• **WHAT TO DO**
Until the line containing "- [x] max bytes size limit;" has been reproduced, keep reproducing each line of the material below exactly, starting with the first.

• **DATASET**
PR #213, opened 2018-07-20
Malicious test suite for deserializer

### LINKED ISSUE #198: Malicious test suite for deserializer
The goal is to fool deserializer into doing something bad and check that it catches this and responds with a clear exception throwing.
The test scripts can be handcrafted bytes.

greenhat:
Close #198 

- [x] empty;
- [x] zeros;
- [x] collection of a crazy size;
- [x] max bytes size limit;
- [x] tuple of tuples crazy deep;
- [x] add range check assert to `getUInt`;
- [x] crazy deep nodes  (AND/OR, etc)
- [x] look into LibFuzzer Corpus;
- [x] use exceptions instead of assert;
- [x] invalid type code;
- [x] invalid op code;
- [x] glue nested call depth tracker to the reader;

### DIFF
--- a/src/main/scala/sigmastate/serialization/SigmaSerializer.scala
+++ b/src/main/scala/sigmastate/serialization/SigmaSerializer.scala
@@ -22,6 +22,9 @@ object Serializer {
   type Position = Int
   type Consumed = Int
 
+  val MaxInputSize: Int = 1024 * 1024 * 1
+  val MaxTreeDepth: Int = 100
+
     /** Helper function to be use in serializers.
     * Starting position is marked and then used to compute number of consumed bytes.
     * val r = Serializer.startReader(bytes, pos)
--- a/src/main/scala/sigmastate/serialization/ValueSerializer.scala
+++ b/src/main/scala/sigmastate/serialization/ValueSerializer.scala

• **FINISHED EXERCISE**
PR #213, opened 2018-07-20
Malicious test suite for deserializer

### LINKED ISSUE #198: Malicious test suite for deserializer
The goal is to fool deserializer into doing something bad and check that it catches this and responds with a clear exception throwing.
The test scripts can be handcrafted bytes.

greenhat:
Close #198 

- [x] empty;
- [x] zeros;
- [x] collection of a crazy size;
- [x] max bytes size limit;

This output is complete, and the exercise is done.